▶ **About this exercise**: Reproduce all of the entries below exactly, without a single change.

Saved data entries
****************************************

PR #400, opened 2023-02-17
Fixed handling of file path containing the `#` character.

### LINKED ISSUE #398: Directories containing the `#` character are not handled correctly
**Environment**
 - OS: Linux

**Describe the bug**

****************************************

▶ **Exercise result**:
PR #400, opened 2023-02-17
Fixed handling of file path containing the `#` character.

### LINKED ISSUE #398: Directories containing the `#` character are not handled correctly
**Environment**
 - OS: Linux

**Describe the bug**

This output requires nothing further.